:: EXERCISE ::
When the line containing "When ldap_group_search_filter is empty, skip" appears in the data below, begin copying there and stop only after the line containing "Licensed under the".

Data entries

PR #13557, opened 2020-11-20
fix: remove auto re-readable body in BeforeRequest

### LINKED ISSUE #13556: Core component eat too much memory when execute replication
```
Both nodes running on v2.1.x Harbor versions consumes all the available RAM. Here are some observations:
5.1. This leads to a huge LA and, in most of the cases, to DoS.
5.2. harbor_core process also consumed those cases, when replication was able to successfully complete, the harbor_core process uses more than 80% of RAM and 15% of CPU. Overall, LA, at that moment, is 59.
5.3. Even after two hours after replication was able to successfully finish (a quite rear case), the harbor_core process was still consuming 71% of RAM, 1.5% of CPU. LA was 0.10.
5.4. The highest load for the v2.0.3 node was observed: harbor_core used 2.3% of RAM, 16.4% of CPU, and overall LA wasn't higher than 5. So I assume that starting from v2.1.0, harbor_core has a memory leak issue.
```
See https://github.com/goharbor/harbor/issues/13364#issuecomment-723136948 go get more info.

heww:
Remove nop close body in the BeforeRequest helper function.
Middleware must make the request body re-readable itself when it wants
read the body in the middleware.

Closes #13556

### DIFF
--- a/src/server/middleware/blob/put_manifest.go
+++ b/src/server/middleware/blob/put_manifest.go
@@ -15,10 +15,11 @@
 package blob
 
 import (
-	"github.com/goharbor/harbor/src/lib/errors"
 	"io/ioutil"
 	"net/http"
 
+	"github.com/goharbor/harbor/src/lib"
+	"github.com/goharbor/harbor/src/lib/errors"
 	"github.com/goharbor/harbor/src/lib/log"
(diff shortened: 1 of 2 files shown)


wy65701436 (approved):
lgtm

reasonerjt (approved):

PR #14706, opened 2021-04-20
feat: add DISABLE_QUOTA option

moshloop:
Quotas are an expensive feature as `FOR UPDATE` locks are taken each time a image is written AND when tags are removed, 

On a large scale repo with per image tag counts in the 5k+ range, this reduces tag deletion by almost 80% from 10s to +- 2s


heww:
This is an env option to disable the quota feature, set `QUOTA_PER_PROJECT_ENABLE` env to `false` will disable the quota for the projects.

PR #14707, opened 2021-04-20
feat: add indexes on common fields

moshloop:


Vad1mo:
@chlins is this not related to your performance improvement efforts?

chlins:
@Vad1mo Yeah, it's about performance and yes we found some indexes can help to improve performance but we don't want to just to resolve issues by adding too many indexes. Also after our test we also create a wiki to give some useful indexes: https://github.com/goharbor/harbor/wiki/Harbor-FAQs#create-index-for-harbor-tables-to-improve-performance

stonezdj:
The script is run in migrate, which is wrapped in a transaction, the `CREATE INDEX CONCURRENTLY` is not allowed in a transaction.

stonezdj:
Because our recent PR #17022 include some of the changes, can I close this PR? Thanks for your contribution.

PR #14717, opened 2021-04-21
Add the ldap group config validation

stonezdj:
Add AssignByTag function to lib/config
When ldap_group_search_filter is set, check other required fields
When ldap_group_search_filter is empty, skip to attach group

### DIFF
--- a/src/lib/config/config.go
+++ b/src/lib/config/config.go
@@ -97,6 +97,7 @@ func Init() {
 	log.Info("init secret store")
 	// init secret store
 	initSecretStore()
+	DefaultCfgManager = common.DBCfgManager
 }
 
 // InitWithSettings init config with predefined configs, and optionally overwrite the keyprovider
--- a/src/pkg/config/validate/validate.go
+++ b/src/pkg/config/validate/validate.go
@@ -1,0 +1,30 @@
+//  Copyright Project Harbor Authors
+//
+//  Licensed under the Apache License, Version 2.0 (the "License");
+//  you may not use this file except in compliance with the License.
+//  You may obtain a copy of the License at
+//
+//     http://www.apache.org/licenses/LICENSE-2.0
+//
+//  Unless required by applicable law or agreed to in writing, software
+//  distributed under the License is distributed on an "AS IS" BASIS,
+//  WITHOUT WARRANTIES OR CONDITIONS OF ANY KIND, either express or implied.
+//  See the License for the specific language governing permissions and
+//  limitations under the License.
+
+package validate
+
+import (
+	"context"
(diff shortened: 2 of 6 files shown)


src/lib/config/config.go
```diff
@@ -126,3 +133,109 @@ func Load(ctx context.Context) error {
 func Upload(cfg map[string]interface{}) error {
 	return defaultMgr().UpdateConfig(orm.Context(), cfg)
 }
+
+// AssignByTag set the value of config model by tags, if it exist in cfgs, it is updated, if it comes from cfgManager, updated is false
+// before using this function, the field of the model should have config tag or json tag, for example
+// type GroupConf struct {
+//	BaseDN              string `json:"ldap_group_base_dn,omitempty"`
+//	Filter              string `config:"ldap_group_search_filter" json:"ldap_group_filter,omitempty"`
```
reasonerjt, line 141: it seems the "config" and "validate" annotations are only needed when you want custom validation, and there's only one case in whole Harbor?

stonezdj: config, validate only required when need to use the validation lib

src/lib/config/config.go
```diff
@@ -126,3 +133,109 @@ func Load(ctx context.Context) error {
...
+//	AdminDN             string `json:"ldap_group_admin_dn,omitempty"`
+//	MembershipAttribute string `json:"ldap_group_membership_attribute,omitempty"`
+// }
+// config tag is the configure item key that you defined in metadatalist.go
+// json is the json attribute of the item
+// if the config tag item name is identical with the json attribute, just define the json tag
+func AssignByTag(ctx context.Context, cfgMgr Manager, cfgs map[string]interface{}, s interface{}) (bool, error) {
+	rv := reflect.ValueOf(s)
+	if rv.Kind() != reflect.Ptr || rv.IsNil() {
+		return false, libErrors.New("can not assign value to nil or pointer")
```
reasonerjt, line 153: should `s` be a pointer or not?

stonezdj: updated, it should be a pointer

heww (approved):

src/pkg/config/validate/validate.go
```diff
@@ -0,0 +1,30 @@
...
+//  limitations under the License.
+
+package validate
+
+import (
+	"context"
+	"github.com/goharbor/harbor/src/lib/config"
+)
+
+// Rule rules to validate the configure input
```
reasonerjt, line 22: Please clarify the input parm cfgs is partial.

reasonerjt (approved):

PR #14724, opened 2021-04-22
[Cherrypick to v2.2]: Add attribute admin username for authproxy

reasonerjt:
This commit adds the attribute "http_authproxy_admin_usernames", which
is string that contains usernames separated by comma, when a user logs
in and the username in the tokenreview status matches the setting of
this attribute, the user will have administrator permission.


reasonerjt:
Let's make it into v2.2.2 such that it can be picked up by operator release sooner.

ywk253100 (approved):

stonezdj (approved):

PR #14746, opened 2021-04-25
fix(jobservice): batch blob deletions during GC

moshloop:
replaces: https://github.com/goharbor/harbor/pull/13091


wy65701436:
Thanks for the PR, but this [PR](https://github.com/goharbor/harbor/pull/14195) has already fixed the blob deletion issue.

:: EXERCISE SOLUTION ::
When ldap_group_search_filter is empty, skip to attach group

### DIFF
--- a/src/lib/config/config.go
+++ b/src/lib/config/config.go
@@ -97,6 +97,7 @@ func Init() {
 	log.Info("init secret store")
 	// init secret store
 	initSecretStore()
+	DefaultCfgManager = common.DBCfgManager
 }
 
 // InitWithSettings init config with predefined configs, and optionally overwrite the keyprovider
--- a/src/pkg/config/validate/validate.go
+++ b/src/pkg/config/validate/validate.go
@@ -1,0 +1,30 @@
+//  Copyright Project Harbor Authors
+//
+//  Licensed under the Apache License, Version 2.0 (the "License");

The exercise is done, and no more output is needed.